Germany Puts “GMP Washing” in Medical Cannabis on Notice
BERLIN – Germany’s Hessian State Office for Health and Care (HLfGP) published a formal guidance document targeting the widespread practice of “GMP washing”, i.e. importing Cannabis flowers from third-country cultivators under Good Agricultural and Collection Practice (GACP) certification, then running them through EU-based GMP facilities before supplying the German market.

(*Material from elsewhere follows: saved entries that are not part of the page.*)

PR #610, opened 2015-08-24
A new flag for LB module lb_start() function to pick a rand()'om destinations with equal load

shripchenko:
...if multiple destinations selected.

This could help to offload an excessive load from first destination and distribute load in situations when calls duration is near to zero (like failed calls)
and counts in resources are almost always zero and does not reflect an actual calls flow.

Already discussed in PR: OpenSIPS/opensips#345


bogdan-iancu:
Thank you @shripchenko

PR #619, opened 2015-08-26
other fixes on db value interpretation in dialog module

qmphan:
@bogdan-iancu : There are other places in dlg_db_handler.c where VAL_STR().len is used. This one fix them all.

### DIFF
--- a/modules/dialog/dlg_db_handler.c
+++ b/modules/dialog/dlg_db_handler.c
@@ -573,7 +573,7 @@ static int load_dialog_info_from_db(int dlg_hash_size)
 			/* script variables */
 			if (!VAL_NULL(values+18))
 				read_dialog_vars( VAL_STR(values+18).s,
-					VAL_STR(values+18).len, dlg);
+					strlen(VAL_STR(values+18)), dlg);
 
 			/* profiles */
 			if (!VAL_NULL(values+19))
@@ -1378,7 +1378,7 @@ static int sync_dlg_db_mem(void)
 				/* script variables */
 				if (!VAL_NULL(values+18))
 					read_dialog_vars( VAL_STR(values+18).s,
-						VAL_STR(values+18).len, dlg);
+						strlen(VAL_STR(values+18)), dlg);
 
 				/* profiles */
 				if (!VAL_NULL(values+19))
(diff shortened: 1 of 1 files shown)


bogdan-iancu:
Thank you @qmphan for the follow up on the issue. 
The problem is more complex as the values may contain a 0 byte, so strlen() may return shorter strings. The original fix for 1.8 covered only mysql unfortunately. We will follow with another fix to make the value B64 encoded to avoid problems.
Starting with 1.11 this was solved by moving to BLOD data type.

qmphan:
@bogdan-iancu: Would the use of DB_STR type and VAL_STR(...).len resolve the problem?

bogdan-iancu:
Not really, as the the .len (for DB_STR) is not populated by the db_postgres driver.

qmphan:
If you pull in the  #618, db_postgres driver will populate the .len ;)

bogdan-iancu:
Maybe I'm missing something, but that PR changes only the type of the column from STRING to STR, but the actual value returned in "res" is the same....without the .len filled in.

qmphan:
When values are read from DB, they are converted to C structures by going through these functions:
db_postgres_fetch_result  --> db_postgres_convert_rows  --> db_postgres_convert_rows  --> db_postgres_str2val
Inside the last function (db_postgres_str2val), if the DB type is DB_STR, the len field will be filled.

The PR #618 set the DB type to DB_STR so that db_postgres_str2val will fill the .len

bogdan-iancu:
@qmphan , you are right!  The only issue I see with that approach is that we will break many other modules. Most of them do expect to get a DB_STRING after a DB query - and they actually check the DB type. If we change to DB_STR, all these modules will get broken.
What can be done is to : 
1) revert the so far changes in dialog module
2) make db_postgres to populate the .len even if the DB_STRING (in db_postgres_str2val).

qmphan:
Yeah, that's the safest way! I didn't see that there are checks for DB_STRING type in other modules.

qmphan:
These changes are made in #622

bogdan-iancu:
Thanks @qmphan , let me review and upload.

PR #621, opened 2015-08-27
lock_ops.h: added support for debugging locks

ionel-cerghit:
with the flag DBG_LOCK set(from menuconfig for example), with each
lock will be stored information regarding the place from where the
lock was aquired (file, function, line)


liviuchircu:
Really looking forward to using this. It's the type of easily overlooked feature that can turn out to be a huge time saver if the developer/platform maintainer is aware of it!

PR #623, opened 2015-08-28
Non printable characters are encoded in hex format

eseanucristian:


modules/dialog/dlg_db_handler.c
```diff
@@ -898,6 +924,77 @@ static inline unsigned int write_pair( char *b, str *name, str *name_suffix,
...
+}
+
+static int encode_string(str *dst, str *src)
+{
+	unsigned char x;
+	int j = 0;
+	char *at = dst->s;
+	char *p = src->s;
+	while (j <= src->len) {
+		if (*p < 32 || *p > 127 || *p == '#' || *p == '|' || *p == '\\') {
```
razvancrainea: 127 is not printable, so it should be caught by this branch. You could test *p against 127, (*p == 127), since *p can never be greater than 127 (max char).

modules/dialog/dlg_db_handler.c
```diff
@@ -905,19 +1002,21 @@ static str* write_dialog_vars( struct dlg_val *vars)
 	static int o_l=0;
 	struct dlg_val *v;
 	unsigned int l,i;
+	static str dst = {NULL,0};
 	char *p;
-
 	/* compute the required len */
-	for ( v=vars,l=0 ; v ; v=v->next) {
+	for ( v=vars,l=0; v ; v=v->next) {
 		l += v->name.len + 1 + v->val.len + 1;
```
razvancrainea: The code below is no longer necessary, since the control chars will be encoded anyway.

PR #629, opened 2015-09-04
Tls rework

eseanucristian:


modules/proto_tls/proto_tls.c
```diff
@@ -1343,7 +256,7 @@ static int tls_conn_init(struct tcp_connection* c)
 		if (!avp) {
 			LM_DBG("no TLS client doman AVP set, looking "
 				"for socket based TLS client domain\n");
-			dom = tls_find_client_domain(&c->rcv.src_ip, c->rcv.src_port);
+			dom = tls_mgm_api.find_client_domain(&c->rcv.src_ip, c->rcv.src_port);
 			if (dom) {
 				LM_DBG("found socket based TLS client domain "
 					"[%s:%d]\n", ip_addr2a(&dom->addr), dom->port);
```
razvancrainea: The tls_client_domain_avp should not be visible in the proto_tls module. The avp search should be done internally in the tls_mgm module and the "domain" should be returned directly.

modules/tls_mgm/tls_mgm.c
```diff
@@ -0,0 +1,964 @@
...
+	{{"tls_peer_notAfter", sizeof("tls_peer_notAfter")-1},
+		850, tlsops_validity, 0,
+		0, 0, pv_init_iname, CERT_NOTAFTER },
+
+	{ {0, 0}, 0, 0, 0, 0, 0, 0, 0 }
+
+};
+
+struct module_exports exports = {
+	PROTO_PREFIX "tls_mgm",  /* module name*/
```
razvancrainea: Why use PROTO_PREFIX? This is not a transport protocol, its just a helper!

modules/proto_tls/proto_tls.c
```diff
@@ -118,23 +116,6 @@ static cmd_export_t cmds[] = {
```
razvancrainea: The is_peer_verified() function should also be moved in the tls_mgm module.

modules/proto_tls/proto_tls.c
```diff
@@ -325,7 +134,7 @@ struct module_exports exports = {
 	params,     /* module parameters */
```
razvancrainea: Since proto_tls now depends on the tls_mgm, a dependency should be put here.

razvancrainea:
don't forget to migrate documentation too!

PR #632, opened 2015-09-10
alias_db module changed to allow alias_db_find() to be called from startup route

shripchenko:
* allow alias_db_find() to be called from startup route (f.e. to pre-populate db_text cache for a table)
* allow alias_db_find(,input,) parameter to be string or PV or mix of them instead of just PV


bogdan-iancu:
Thank you @shripchenko , patch uploaded.

PR #634, opened 2015-09-14
xcap: make the 'doc' column a LONGBLOB on MySQL

saghul:
A normal-sized XCAP document with external references easily exceedes
the default column size, leading to all sorts of problems.

### DIFF
--- a/db/schema/pr_xcap.xml
+++ b/db/schema/pr_xcap.xml
@@ -46,6 +46,7 @@
         <name>doc</name>
         <type>binary</type>
         <description>doc</description>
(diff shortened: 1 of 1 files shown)


saghul:
@OpenSIPS/contributors please review.

Once it lands, mind if I backport it to 1.11?

razvancrainea:
I noticed that you've only changed the type for mysql. After a little bit of digging it looks like Mysql's blob limit is 65535 bytes, whereas for the other backends the limit is higher (more than 1GB).
I'll merge the PR and also generate the SQL schema.

saghul:
Thanks, Razvan!

PR #642, opened 2015-09-18
don't save ruri to Route in handle_sr if there is no next hop

doome:
In after_loose, behave much like in after_strict: don't insert the Route header with our own address if the next hop is the endpoint, and not a strict router.

### DIFF
--- a/modules/rr/loose.c
+++ b/modules/rr/loose.c
@@ -405,9 +405,11 @@ static inline int handle_sr(struct sip_msg* _m, struct hdr_field* _hdr, rr_t* _r
 	int rem_len;
 
 	/* Next hop is strict router, save R-URI here */
-	if (save_ruri(_m) < 0) {
-		LM_ERR("failed to save Request-URI\n");
-		return -1;
+	if (_r->next) {
+		if (save_ruri(_m) < 0) {
+			LM_ERR("failed to save Request-URI\n");
+			return -1;
+		}
 	}
 
 	/* Put the first Route in Request-URI */


bogdan-iancu:
Hi @doome , sorry for late handling on this patch.
I checked a bit the whole logic in handling the routing and IMHO, your change is not correct.

The handle_sr() function is called from after_loose() when the next hop (indicated by Route hdrs) is marked as strict router. Coming via the after_loose() route, it means in RURI we have something else than our own IP (most probably the IP of the end point).
Going back to handle_sr()....as next hop is strict , we need to place its IP in RURI; and not to loose what we have in RURI (the end point), this must be added as a last Route to the message.
You say this insertion (of current RURI as Route) should be do only if there is another Route to follow, but this has no impact actually.

Let's take this example:
>RURI: end_point
>Route: myself;lr
>Route: proxy_sr

after going through after_loose(), the local Route is dropped and the next route will point to "proxy_sr" which is strict route:
>RURI: end_point
>Route: proxy_sr

Now, the handle_sr() should re-arrange the message as the next hop is a strict router. If you do it as per your patch, the RURI will not be saved into Route any more, and only have the proxy_sr moved into RURI:
>RURI: proxy_sr

Which is wrong as you lost the last element in the routing set - the "end_point" ; the next proxy will have no idea where to send the message further.

Currently, without your patch, the result after handle_sr() is:
>RURI: proxy_sr
>Route: end_point

so proxy_sr will know that it has to fwd the request to end_point.

Am I missing anything on your patch ?

Regards,
Bogdan

doome:
Hi Bogdan,

thanks for replying!

Actually, when I made the attached patch, I didn't dig too deep into the handling of strict and loose routing, I just had a problem, which the patch seemed to solve.

The scenario was:

We had an asterisk behind an opensips proxy, and tried to communicate with an other telco. Our asterisk created an INVITE like this:

    INVITE sip:<opensips_address> SIP/2.0
    Route: <sip:phonenumber@telco_address>

After getting through opensips, the packet looked like:

    INVITE sip:<phonenumber@telco_address> SIP/2.0
    Route: <sip:opensips_address> 

The other endpoint was also a proxy, and handled this incoming message wrong: it forwarded the message to some of the their SIP servers, and changed the RURI to `<sip:proxy_address>` which it could not handle. As I mentioned, I didn't dig myself deep into the world of SIP routing, so there is a chance that this problem was actually caused by their proxy's bug.

However, with the patch above, our proxy never send out `Route:` headers to our outer legs. This fixed the problem above, and it seems that nothing else got broken (we use this in production since I attached the patch).

bogdan-iancu:
Hi @doome 
In your case Asterisk acts as strict router (next hop in RURI - opensips - and following hops in Route hdrs - the telco). The bogus routing happened because (for whatever reasons) opensips failed to recognize its own ip in RURI.
If the server IP is in RURI -> after_strict() and next Route hdr  will simply be uploaded in the RURI (which is what you want)..

So the key question is why opensips does not recognize its IP in RURI - do you have in RURI and IP or FQDN ? it is and "advertised" address or a real listener of opensips ?

bogdan-iancu:
Closing as invalid.

doome:
Hi!

The address in the RURI is the very same address which opensips is configured to listen on. It is there as IP, no an FQDN.

PR #662, opened 2015-10-01
load balancer: new parameter to lb_start/next

shripchenko:
Added optional parameter [dsts_cnt] to lb_start/next family of functions that holds a string containing an integer PV (pseudo-variable) where the total number of matching destinations (regardless of their capacity) will be stored.

This could be used to distinguish between 'no capacity' and 'no destinations left' situations upon a failure to find out an available destination.


bogdan-iancu:
Hi @shripchenko  - sorry for the late handling of this PR. Aside making a difference between no capacity' and 'no destinations left', do you see any other usage case of this new "dsts_cnt" param ?

shripchenko:
mmm.
not sure i could provide you more scenarios.
for our usage scenario we had to know, whenever the call failed for 'no capacity' or for 'no destinations left' scanarios, to adjust fail-over scenario.

bogdan-iancu:
@shripchenko , in this case, what about propagating the info "no channels available" or "bad resources" via return code rather than a variable ?

bogdan-iancu:
@shripchenko , any opinion on this ? if not, I will rework the patch to get the functionality based on the return code.

shripchenko:
sure! no prob.
thanks!

PR #674, opened 2015-10-13
packaging/debian: change MI_XMLRPC to MI_XMLRPC_NG in packaging

telematico:
mi_xmlrpc has some problems with multithreading and has been
superseeded by mi_xmlrpc_ng module. Aditionaly needs a very old
version of libxmlrpc-c3 that is not present in debian wheezy or
jessie

This commit change updates Debian packaging files

### DIFF
--- a/packaging/debian/control
+++ b/packaging/debian/control
@@ -10,7 +10,7 @@ Homepage: http://www.opensips.org/
 Package: opensips
 Architecture: any
 Depends: ${shlibs:Depends}, ${misc:Depends}, adduser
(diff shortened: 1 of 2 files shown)


razvancrainea:
Hi, Carlos!

I am afraid I do not entirely agree with this pull request request for 1.11. Using a new package (xmlrpcng) rather than the old one (xmlrpc) looks more like a feature/enhancement, and not a bugfix. Although this might help people installing new OpenSIPS 1.11 instances, it will definitely annoy the ones that have stable 1.11 installs for more than 2 years and now need to update their config script if they want to update their version.

However, I think it is a good idea to have a separate package for mi_xmlrpc_ng (probably called opensips-xmlrpcng-module) for people that want to use it. But we need to support the old package (opensips-xmlrpc-module) for backwards compatibility.

My 2 cents,
Răzvan

telematico:
Hi Răzvan!

I think you're definitely right, It's a better idea to support both modules. I close this pull request now and will make a new one with support for creating two diferent packages. Thanks for your help!

PR #678, opened 2015-10-20
fix: some sh(busybox) do not support syntax of $(< file)

was4444:
BusyBox v1.20.2 (2014-12-11 14:58:46 CST) multi-call binary.


liviuchircu:
Thanks, @was4444 !

PR #328, opened 2024-05-02
ci(pr-title): Escape variables used in bash scripts

aborgna-q:
Don't insert github expressions directly in the bash script.
- It breaks if there are [backticks] or [quotes] inside the variable.
- It's a security issue, it allows arbitrary code injections from the PR description.

The solution is to put them into env variables first.


aborgna-q:
Failing job due to the ` in my description :P
https://github.com/CQCL/tket2/actions/runs/8923278983/job/24507186630?pr=328

cqc-alec (approved):

PR #333, opened 2024-05-03
feat: pauli propagation use case example

ss2165:
Add bindings to emulate python builder - intent is to replace this with a pure python builder.

Add "CircuitBuilder" like utilities to assist appending operations to qubits.

Use the above to demonstrate pauli propagation through a circuit using exhaustive rewrite rule application.

+ Add some type annotations for circuit bindings, should ideally be replicated for other modules


tket2-py/tket2/tket2/_circuit.pyi
```diff
@@ -0,0 +1,106 @@
...
+    def input_node(self) -> Node:
+        """The input node of the circuit."""
+    def output_node(self) -> Node:
+        """The output node of the circuit."""
+
+class Tk2Op(Enum):
+    """A Tket2 built-in operation."""
+
+    H = 1
+    CX = 2
```
aborgna-q, line 33: Add all the others? At least the ones that appear in `build.py`.
```suggestion
    CX = auto()
    T = auto()
    S = auto()
    X = auto()
    Y = auto()
    Z = auto()
    Tdg = auto()
    Sdg = auto()
    ZZMax = auto()
    Measure = auto()
    RzF64 = auto()
    RxF64 = auto()
    PhasedX = auto()
    ZZPhase = auto()
    AngleAdd = auto()
    CZ = auto()
    TK1 = auto()
    QAlloc = auto()
    QFree = auto()
    Reset = auto()
```
It's annoying that the values are required. They do not exist on the rust side.

tket2-py/tket2/circuit/build.py
```diff
@@ -0,0 +1,141 @@
...
+
+@dataclass(frozen=True)
+class H(Command):
+    qubit: int
+    gate_name = "H"
+    n_qb = 1
+
+    def qubits(self) -> list[int]:
+        return [self.qubit]
+
```
aborgna-q, line 101: There's a bit of a mix here of Operations with no corresponding command, and commands with no first-level operation definition.

No need to actually add them here since this is a prototype, but maybe add a comment mentioning the difference?

aborgna-q (approved):
Awesome.

We'll rework this interface soon™, but this is a cool proof of concept for the API.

At the center of the HLfGP’s position is a single claim. The authority stated it was unaware of any validated process showing that GACP-grown Cannabis flower can be shipped long distances and later processed under EU-GMP without quality loss.
The drying step is the document’s focal point. The guidance states that controlled drying is a critical manufacturing step that directly affects product quality and is therefore subject to GMP requirements, applying regardless of other circumstances. Annex 7 of the EU-GMP Guide permits cutting and primary drying under GACP conditions in certain circumstances, but the Hessian authority’s position is that this cannot be reliably validated across long-haul international transport routes. Under its reading, GMP must apply from the point of harvest, not at a downstream EU processing facility.
The document also addresses decontamination. Techniques used to reduce microbiological load, including irradiation, are classified as reprocessing under Chapter 5, Section 5.67 of the EU-GMP Guide. Where such treatments are routinely applied across multiple batches, the HLfGP states they must become part of the validated standard manufacturing process, not applied after the fact.
Kai-Friedrich Niermann, a leading German Cannabis lawyer, noted the document simply codifies existing law. “There is no right to GMP washing,” he said, adding that regulatory authorities are fully entitled to require appropriate documentation, validations, and risk assessments to ensure pharmaceutical product quality. He characterized the chances of operators successfully contesting the guidance as remote.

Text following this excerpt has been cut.